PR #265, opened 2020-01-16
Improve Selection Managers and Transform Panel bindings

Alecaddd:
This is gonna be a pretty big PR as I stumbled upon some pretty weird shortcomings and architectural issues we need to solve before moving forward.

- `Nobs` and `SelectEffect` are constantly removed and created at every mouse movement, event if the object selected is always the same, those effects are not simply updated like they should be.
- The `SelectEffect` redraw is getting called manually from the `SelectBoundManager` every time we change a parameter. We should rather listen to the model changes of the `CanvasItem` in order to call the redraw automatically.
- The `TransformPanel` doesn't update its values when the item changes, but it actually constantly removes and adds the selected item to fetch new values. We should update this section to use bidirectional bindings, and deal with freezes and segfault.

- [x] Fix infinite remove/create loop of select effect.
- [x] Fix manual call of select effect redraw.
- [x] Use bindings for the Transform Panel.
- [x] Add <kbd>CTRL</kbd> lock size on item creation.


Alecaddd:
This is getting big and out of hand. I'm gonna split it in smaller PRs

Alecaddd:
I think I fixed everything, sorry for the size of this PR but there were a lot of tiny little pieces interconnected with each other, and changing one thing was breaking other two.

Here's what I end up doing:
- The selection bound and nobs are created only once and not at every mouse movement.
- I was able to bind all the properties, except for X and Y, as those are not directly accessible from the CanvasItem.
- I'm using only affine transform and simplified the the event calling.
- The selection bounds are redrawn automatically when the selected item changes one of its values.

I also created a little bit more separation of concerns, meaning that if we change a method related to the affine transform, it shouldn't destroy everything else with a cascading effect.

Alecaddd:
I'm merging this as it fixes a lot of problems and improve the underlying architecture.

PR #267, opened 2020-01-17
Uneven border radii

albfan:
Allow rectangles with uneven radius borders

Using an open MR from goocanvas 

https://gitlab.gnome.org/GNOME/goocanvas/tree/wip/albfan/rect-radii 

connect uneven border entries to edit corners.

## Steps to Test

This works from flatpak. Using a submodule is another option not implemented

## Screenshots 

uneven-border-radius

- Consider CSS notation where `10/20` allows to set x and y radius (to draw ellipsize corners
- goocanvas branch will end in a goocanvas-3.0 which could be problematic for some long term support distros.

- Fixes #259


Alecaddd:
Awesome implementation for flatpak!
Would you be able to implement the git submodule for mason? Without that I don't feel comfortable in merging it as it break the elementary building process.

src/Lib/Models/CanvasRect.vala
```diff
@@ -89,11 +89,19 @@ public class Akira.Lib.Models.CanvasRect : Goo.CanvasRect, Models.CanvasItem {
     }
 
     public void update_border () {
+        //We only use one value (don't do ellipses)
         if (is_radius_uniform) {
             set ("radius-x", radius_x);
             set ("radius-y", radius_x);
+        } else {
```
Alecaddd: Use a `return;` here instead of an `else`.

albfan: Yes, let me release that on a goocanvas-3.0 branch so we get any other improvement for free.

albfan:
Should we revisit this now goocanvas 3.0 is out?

• _About this exercise_
Give the count of lines in the entries above that hold the word "else", with no other words.

• _Reply to the task_
3